Ontario MPP
- In office 1902–1919
- Preceded by: Frederick Forsyth Pardee
- Succeeded by: Jonah Moorehouse Webster
- Constituency: Lambton West

Personal details
- Born: October 13, 1862 Adelaide Township, Middlesex County, Canada West
- Died: March 20, 1919 (aged 56) Augusta, Georgia
- Party: Conservative
- Spouses: ; Jean Gibson Neil ​ ​(m. 1891⁠–⁠1896)​ ; Maud McAdams ​(m. 1896)​
- Children: 3 William Neil Hanna (b.1895 d. 1918) Margaret Mary Hanna (b.1897 d.1958) Katherine Hanna (b.1900)
- Occupation: Lawyer

= William John Hanna =

Canadian politician

William John Hanna, (October 13, 1862 - March 20, 1919) was a lawyer and political figure in Ontario, Canada. He represented Lambton West in the Legislative Assembly of Ontario from 1902 to 1919 as a Conservative member.
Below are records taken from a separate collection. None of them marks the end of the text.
PR #1607, opened 2018-01-09
Adds extensionless files + 302 redirects

jmelberg-okta:
## Description:
- 🔥  Removes `.html` extension on all pages
- 🔁 Adds `302` redirect from `/page.html` -> `/page`
- Updates `post-build-prod` script to only copy `assets` (was previously copying all files from `master`)

## Tests:
- I'm leaning toward **not** implementing `.html` extension tests. Since the default behavior is to redirect from `page.html` -> `page`, this is enforcing a style link writing onto the writer.

- Updated tests [here](https://github.com/okta/okta.github.io/pull/1607/files#diff-532c78fa98ecc2208244893fb71966f3R39)

### Resolves:
* [OKTA-154192](https://oktainc.atlassian.net/browse/OKTA-154192)


scripts/helpers.sh
```diff
@@ -247,3 +247,20 @@ function send_promotion_message() {
...
       -k "${APERTURE_BASE_URL}/v1/artifact-promotion/createPromotionEvent"
 }
+
+function removeHTMLExtensions() {
+    # Removing all generated .html files (excludes the main 'index.html' in the dir) and
+    # create 302 redirects to extensionless pages
+    find ./dist -type f ! -iname 'index.html' -name '*.html' -print0 | while read -d $'\0' f
+    do
+        
+        if [ -a `echo ${f%.html}` ] ;
```
robertjd: `-a` is deprecated: https://www.tldp.org/LDP/abs/html/fto.html

Also, why is this check necessary?

jmelberg-okta: We want to make sure **if** the conversion has already taken place, we do not attempt to do this again.

It is an unlikely scenario, but a simple check to avoid the possibility of having our `.html` and extension-less pages both be redirects.

PR #1608, opened 2018-01-09
Weekly

mystiberry-okta:
## Description:
- We need to pull changes

### Resolves:

No JIRA, we're just getting the new release notes into weekly. But I expected to see the new files.


mystiberry-okta:
So, this PR is pushing weekly into source, but we need to push source into weekly, so closing.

Hanna served as Acting Premier of Ontario from 25 September 1914 to 2 October 1914, after the death of Sir James Whitney, before Sir William Hearst.

==Background==
He was born in Adelaide Township, Middlesex County, Canada West, the son of George Hanna and Jane Murdock, and moved to Brooke Township in Lambton County with his family in 1871. He attended Sarnia Collegiate Institute and, after graduating, taught at a primary school near his home for three years. He then studied law at Osgoode Hall in Toronto, Ontario, was called to the bar in 1890 and set up practice in Sarnia. He married Jean Gibson Neil in 1891, in Point Edward, Ontario. They had one son, William Neil. He then married Maud MacAdams, in Sarnia, Ontario in 1896 after the death of his first wife. In 1908, Hanna was named King's Counsel. He served as counsel and director for the Imperial Oil Company in Sarnia.

==Politics==
Hanna was unsuccessful in the federal elections of 1896 and 1900 before being elected to the provincial assembly in 1902. He served as Provincial Secretary and Registrar from 1905 to 1916. In 1915, Hanna initiated an overhaul of Ontario's prison systems by closing down facilities which treated prisoners harshly, and he took special interest in improving the operations of prisons in Ontario to be more humane. That legacy remains in Toronto's Liberty Village whose name comes from the neighbourhood's main road, Liberty Street, near the former site of Toronto's Central Prison, which was closed by Hanna.

In 1916, Hanna introduced the Ontario Temperance Act, which prohibited the sale of alcohol except for medicinal purposes or use in church services for the remainder of World War I. Hanna also served as an adviser to Prime Minister Robert Laird Borden. In 1917, he was named food controller for Canada, charged with dealing with food shortages and inflation near the end of the war. He resigned from his position in January 1918 due to poor health. However, he became president of Imperial Oil later that year.

Near the end of 1918, the Hanna family had been shaken by the death in Italy of his son, William Neil, a Royal Air Force lieutenant. Hanna went south for the winter to deal with the shock and his own failing health. While in Augusta, Georgia, he suffered a stroke and died. After a Methodist service, he was buried in Lakeview Cemetery in Sarnia.

==Legacy==

Hanna Avenue in Liberty Village, site of the Central Prison for which he closed, is named in his honour.